Limiting Task Slot Usage
There are many reasons why one wants to limit the number of running tasks.
Job is consuming all task slots
The most common reason is because a given job is consuming all of the available task slots, preventing other jobs from running. The easiest and best solution is to switch from the default FIFO scheduler to another scheduler, such as the FairShareScheduler or the CapacityScheduler. Both solve this problem in slightly different ways. Depending upon need, one may be a better fit than the other.
Job has taken too many reduce slots that are still waiting for maps to finish
There is a job tunable called mapred.reduce.slowstart.completed.maps that sets the percentage of maps that must be completed before firing off reduce tasks. By default, this is set to 5% (0.05) which for most shared clusters is likely too low. Recommended values are closer to 80% or higher (0.80). Note that for jobs that have a significant amount of intermediate data, setting this value higher will cause reduce slots to take more time fetching that data before performing work.
Job is referencing an external, limited resource (such as a database)
In Hadoop terms, we call this a 'side-effect'.
One of the general assumptions of the framework is that there are not any side-effects. All tasks are expected to be restartable and a side-effect typically goes against the grain of this rule.
If a task absolutely must break the rules, there are a few things one can do:
- Disable SpeculativeExecution .
- Deploy ZooKeeper and use it as a persistent lock to keep track of how many tasks are running concurrently
- Use a scheduler with a maximum task-per-queue feature and submit the job to that queue, such as FairShareScheduler or CapacityScheduler
Job consumes too much RAM/disk IO/etc on a given node
The CapacityScheduler in 0.21 has a feature whereby one may use RAM-per-task to limit how many slots a given task takes.

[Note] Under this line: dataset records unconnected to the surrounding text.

PR #223, opened 2019-03-23
labels: add "worker" label

ZYSzys:
The PRs affected `worker` module need to be labeled manually at present.

Refs: https://github.com/nodejs/node/pulls?q=is%3Apr+is%3Aopen+sort%3Aupdated-desc+label%3Aworker

### DIFF
--- a/test/unit/node-labels.test.js
+++ b/test/unit/node-labels.test.js
@@ -665,7 +665,8 @@ tap.test('label: "build" when ./android-configure has been changed', (t) => {
 
 [
   [ ['worker'],
-    ['lib/internal/worker.js',
+    ['lib/worker_threads.js',
+     'lib/internal/worker.js',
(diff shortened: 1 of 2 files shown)


test/unit/node-labels.test.js
```diff
@@ -658,6 +658,28 @@ tap.test('label: "build" when ./android-configure has been changed', (t) => {
 
       t.same(resolved, labels)
 
+      t.end()
+    })
+  }
+});
+
+[
+  [ ['worker'],
```
refack: Does this catch changes to [`lib/worker_threads.js`](https://github.com/nodejs/node/blob/master/lib/worker_threads.js)?

ZYSzys: Added now.

I forgot this before😅.

PR #224, opened 2019-03-23
Post CI comment in PR for node-test-pull-request builds

phillipj:
These changes posts a CI style comment to PR's whenever Jenkins reports that node-test-pull-request builds has started.

Closes https://github.com/nodejs/github-bot/issues/212

/cc @nodejs/github-bot 

*P.S. temporary non-master base branch as these changes builds on https://github.com/nodejs/github-bot/pull/222.*

### DIFF
--- a/lib/push-jenkins-update.js
+++ b/lib/push-jenkins-update.js
@@ -14,7 +14,7 @@ function pushStarted (options, build, cb) {
 
   const optsWithPr = Object.assign({ pr }, options)
 
-  if (build.identifier === 'node-test-pull-request') {
+  if (build.identifier === 'node-test-pull-request' && build.status === 'pending') {
     createPrComment(Object.assign({ number: pr }, options), `CI: ${build.url}`)
   }
 
--- a/lib/push-jenkins-update.js
+++ b/lib/push-jenkins-update.js
@@ -3,6 +3,7 @@
 const url = require('url')
 
 const githubClient = require('./github-client')
+const { createPrComment } = require('./github-comment')
 
 function pushStarted (options, build, cb) {
   const pr = findPrInRef(build.ref)
@@ -12,6 +13,10 @@ function pushStarted (options, build, cb) {
   const logger = options.logger.child(traceFields, true)
 
   const optsWithPr = Object.assign({ pr }, options)
+
+  if (build.identifier === 'node-test-pull-request') {
+    createPrComment(Object.assign({ number: pr }, options), `CI: ${build.url}`)
+  }
 
   findLatestCommitInPr(optsWithPr, (err, latestCommit) => {
     if (err) {
--- a/lib/github-comment.js
+++ b/lib/github-comment.js
@@ -1,0 +1,16 @@
+'use strict'
+
+const githubClient = require('./github-client')
+
+exports.createPrComment = function createPrComment ({ owner, repo, number, logger }, body) {
+  githubClient.issues.createComment({
+    owner,
+    repo,
+    number,
+    body
+  }, (err) => {
+    if (err) {
+      logger.error(err, 'Error while creating comment on GitHub')
+    }
+  })
+}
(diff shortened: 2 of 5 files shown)


lib/push-jenkins-update.js
```diff
@@ -13,6 +14,10 @@ function pushStarted (options, build, cb) {
 
   const optsWithPr = Object.assign({ pr }, options)
 
+  if (build.identifier === 'node-test-pull-request') {
+    createPrComment(Object.assign({ number: pr }, options), `CI: ${build.url}`)
```
refack:
```suggestion
	let message = ''
	switch(build.status) {
		case 'pending':
		    message = `CI: ${build.url}`)
		case 'failure':
			message = 'CI job failed.'
		case 'success':
		case 'unstable':
			message = 'CI job passed.'
		default:
			// ¯\\_(ツ)_/¯
			return;
	}
    createPrComment(Object.assign({ number: pr }, options), message)
```

We get at least two messages for each job.
`'pending'` when the job starts. And then the final status.

refack: FYI I wrote this via GitHub so 90% chance this has syntax error, consider this pseudo-code.

phillipj: Huh, good suggestion.

Currently the bot handles [starting](https://github.com/nodejs/github-bot/blob/master/scripts/jenkins-status.js#L25) and [ending](https://github.com/nodejs/github-bot/blob/master/scripts/jenkins-status.js#L54) of jobs separately. The changes proposed in this PR only affects jobs that has just _started_, not _ended_ like the failures/success/unstable statuses.

Previously I've gotten the impression there are concerns from collaborators about the bot "spamming" PRs with comments. Is that something to consider before introducing what you suggest here, or have collaborators been wanting this for a while already?

Btw reducing the duplication seen handling starting & ended jobs surely sounds like a good fit for a later PR though.

refack: __Personally__ I'd love to have the "ending" message... It will trigger a notification which is something that will help my workflow. a la https://github.com/nodejs/build/issues/1502.

I know it's probably written somewhere that we should track when we start a CI job, but GitHub already does that via the "status", so IDK.

/Ping @Trott 

Anyway I'd think at minimum we should:

```suggestion
    if (build.identifier === 'node-test-pull-request' && build.status === 'pending) {
```

phillipj: Adding that `build.status === 'pending'` sounds good for now IMO. It'll also serve as an explicit reminder if the handling of starting & ending jobs gets refactored into one later.

phillipj:
Rebased, force pushed and fixed pending status check after https://github.com/nodejs/github-bot/pull/222 got merged (which caused some merge conflicts).

refack:
image
🎉

phillipj:
Yeay very cool!

refack:
image

So it posts for "Resume" as well...
We might need an opt-out mechanism (less harsh them a GitHub "block user")

phillipj:
Could you elaborate what you'd rather see in the example you posted above? I'm not  entirely sure what you mean by "resume", but since all those URLs are different, is it wrong to treat them like different builds all together?

First thought that came to mind to opt-out is allowing collaborators to add a special kind of label to the PR, e.g. `bot-no-ci-comment` or similar 🤷‍♂️

refack:
Just to be clear, I'd wait until someone actually complains.

> what you'd rather see

I'm perfectly happy with the status quo, but others might find this inconvenient...
Posted it here more as a way to document the behavior.

> First thought that came to mind to opt-out is allowing collaborators to add a special kind of label to the PR, e.g. `bot-no-ci-comment` or similar 🤷‍♂️

Sound great.

---

> what you mean by "resume"

For CI jobs with flakes we use:
image
which runs only the failed parts.

PR #226, opened 2019-03-26
Edit CI comment when subsequent PR jobs are started

phillipj:
The motivation behind these changes are to prevent flooding PRs with CI comments from the bot whenever new node-test-pull-request jobs are started. Instead if the bot has already posted a CI comment earlier, it will update the last CI comment and change the URL in that comment to the new job that got started.

Snook in a bugfix for the already existing helper function that fetches the bot's username. There has obviously been a regression in that function, so replaced the existing zero-value-unit-test with an integration test that should increase its reliability going forward.

/cc @nodejs/github-bot @cjihrig


lib/push-jenkins-update.js
```diff
@@ -118,6 +132,25 @@ function createGhStatus (options, logger, cb) {
   })
 }
 
+function findExistingCiComment (options, logger, cb) {
+  async.parallel([
+    botUsername.resolve,
```
refack: This can be a constant, it's not going to change, and it's costing us and API call.

cjihrig:
I haven't reviewed the code, but I'm very 👍 on this idea, and thank you for the quick turnaround time on it.

> Instead if the bot has already posted a CI comment earlier, it will update the last CI comment and change the URL in that comment to the new job that got started.

Does that include the "automatic CI" comment? I think that would be ideal so that there is one comment at the top of the issue that can be treated as an audit log of sorts. This would also mean appending the comment and not just overwriting it.

lib/push-jenkins-update.js
```diff
@@ -118,6 +132,25 @@ function createGhStatus (options, logger, cb) {
...
+    githubClient.issues.getComments.bind(githubClient.issues, {
```
refack: This will only return one page (i.e. 30), we have issues (https://github.com/nodejs/node/pull/26322) with much more, so this won't find the comment and revert to the current behavior...

I'm playing with the graphQL API, that can return 100. I was thinking of fetching a batch from the top, and from the bottom.

BTW: the graphQL schema has `viewerDidAuthor` property, so no need for the bot's id anyway.

lib/push-jenkins-update.js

By careful use of this feature, one may limit how many concurrent tasks on a given node a job may take.
Increasing the Number of Slots Used
There are both job and server-level tunables that impact how many tasks are run concurrently.
Increase the amount of tasks per node
There are two server tunables that determine how many tasks a given TaskTracker will run on a node:
- mapred.tasktracker.map.tasks.maximum sets the map slot usage
- mapred.tasktracker.reduce.tasks.maximum sets the reduce slot usage
These must be set in the mapred-site.xml file on the TaskTracker. After making the change, the TaskTracker must be restarted to see it. One should see the values increase (or decrease) on the JobTracker main page. Note that this is not set by your job.
Increase the amount of map tasks
Typically, the amount of maps per job is determined by Hadoop based upon the InputFormat and the block size in place. Using mapred.min.split.size and mapred.max.split.size settings, one can provide hints to the system that it should use a size that is different than the block size to determine what the min and max input size should be.
Increase the amount of reduce tasks
Currently, the number of reduces is determined by the job. mapred.reduce.tasks should be set by the job to the appropriate number of reduces. When using Pig, use the PARALLEL keyword.